PR #4007, opened 2019-12-12
Improve createProps perf

Pessimistress:
Before

├─ createProps#empty: 575K iterations/s ±1.46%
├─ createProps#realWorld: 417K iterations/s ±6.83%

After

├─ createProps#empty: 6.01M iterations/s ±1.98%
├─ createProps#realWorld: 1.94M iterations/s ±2.27%

#### Change List
- Use `Symbol` instead of `Object.defineProperties` for props' non-enumerable fields
- Add deprecation warning/fallback to setters on the props prototype, instead of checking with for loop
- Bench tests

### DIFF
--- a/modules/core/src/lifecycle/create-props.js
+++ b/modules/core/src/lifecycle/create-props.js
@@ -1,9 +1,9 @@
 import log from '../utils/log';
 import {isAsyncIterable} from '../utils/iterable-utils';
 import {parsePropTypes} from './prop-types';
-import {PROP_KEYS} from './constants';
+import {PROP_SYMBOLS} from './constants';
 
-const {COMPONENT, ASYNC_ORIGINAL, ASYNC_RESOLVED, ASYNC_DEFAULTS} = PROP_KEYS;
+const {COMPONENT, ASYNC_ORIGINAL, ASYNC_RESOLVED, ASYNC_DEFAULTS} = PROP_SYMBOLS;
 
 // Create a property object
 export function createProps() {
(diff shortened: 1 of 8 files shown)


modules/core/src/lifecycle/create-props.js
```diff
@@ -1,139 +1,99 @@
...
+  propsInstance[ASYNC_ORIGINAL] = {};
+  // Note: the actual (resolved) values for props that are NOT set to urls or Promises.
+  // in this case the values are served directly from this map
+  propsInstance[ASYNC_RESOLVED] = {};
 
   // "Copy" all sync props
   for (let i = 0; i < arguments.length; ++i) {
-    Object.assign(propsInstance, arguments[i]);
+    const props = arguments[i];
+    // Do not use Object.assign here to avoid copying Symbols
```
tsherif: Any concern that we might have to worry about this distinction elsewhere?

Pessimistress:
> I wasn't aware that symbols had such a perf advantage.

`Object.defineProperties` is apparently much slower than direct assignment, not mentioning the re-creation of property definition objects. 

> Do we feel that we have sufficient test coverage to catch regressions here?

`lifecycle/*.js` has ~97% test coverage, and its usage in all layers is tested by automated layer tests.

modules/core/src/lifecycle/create-props.js
Pessimistress: The real concern is that user arguments may overwrite the private fields. At the end of this function we call `Object.freeze` so they will be protected from there.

=-=-=

◆ Problem to work on ◆
All the data above should be restated in full, exactly.

◆ Written response ◆
PR #4007, opened 2019-12-12
Improve createProps perf

Pessimistress:
Before

├─ createProps#empty: 575K iterations/s ±1.46%
├─ createProps#realWorld: 417K iterations/s ±6.83%

After

├─ createProps#empty: 6.01M iterations/s ±1.98%
├─ createProps#realWorld: 1.94M iterations/s ±2.27%

#### Change List
- Use `Symbol` instead of `Object.defineProperties` for props' non-enumerable fields
- Add deprecation warning/fallback to setters on the props prototype, instead of checking with for loop
- Bench tests

### DIFF
--- a/modules/core/src/lifecycle/create-props.js
+++ b/modules/core/src/lifecycle/create-props.js
@@ -1,9 +1,9 @@
 import log from '../utils/log';
 import {isAsyncIterable} from '../utils/iterable-utils';
 import {parsePropTypes} from './prop-types';
-import {PROP_KEYS} from './constants';
+import {PROP_SYMBOLS} from './constants';
 
-const {COMPONENT, ASYNC_ORIGINAL, ASYNC_RESOLVED, ASYNC_DEFAULTS} = PROP_KEYS;
+const {COMPONENT, ASYNC_ORIGINAL, ASYNC_RESOLVED, ASYNC_DEFAULTS} = PROP_SYMBOLS;
 
 // Create a property object
 export function createProps() {
(diff shortened: 1 of 8 files shown)


modules/core/src/lifecycle/create-props.js
```diff
@@ -1,139 +1,99 @@
...
+  propsInstance[ASYNC_ORIGINAL] = {};
+  // Note: the actual (resolved) values for props that are NOT set to urls or Promises.
+  // in this case the values are served directly from this map
+  propsInstance[ASYNC_RESOLVED] = {};
 
   // "Copy" all sync props
   for (let i = 0; i < arguments.length; ++i) {
-    Object.assign(propsInstance, arguments[i]);
+    const props = arguments[i];
+    // Do not use Object.assign here to avoid copying Symbols
```
tsherif: Any concern that we might have to worry about this distinction elsewhere?

Pessimistress:
> I wasn't aware that symbols had such a perf advantage.

`Object.defineProperties` is apparently much slower than direct assignment, not mentioning the re-creation of property definition objects. 

> Do we feel that we have sufficient test coverage to catch regressions here?

`lifecycle/*.js` has ~97% test coverage, and its usage in all layers is tested by automated layer tests.

modules/core/src/lifecycle/create-props.js
Pessimistress: The real concern is that user arguments may overwrite the private fields. At the end of this function we call `Object.freeze` so they will be protected from there.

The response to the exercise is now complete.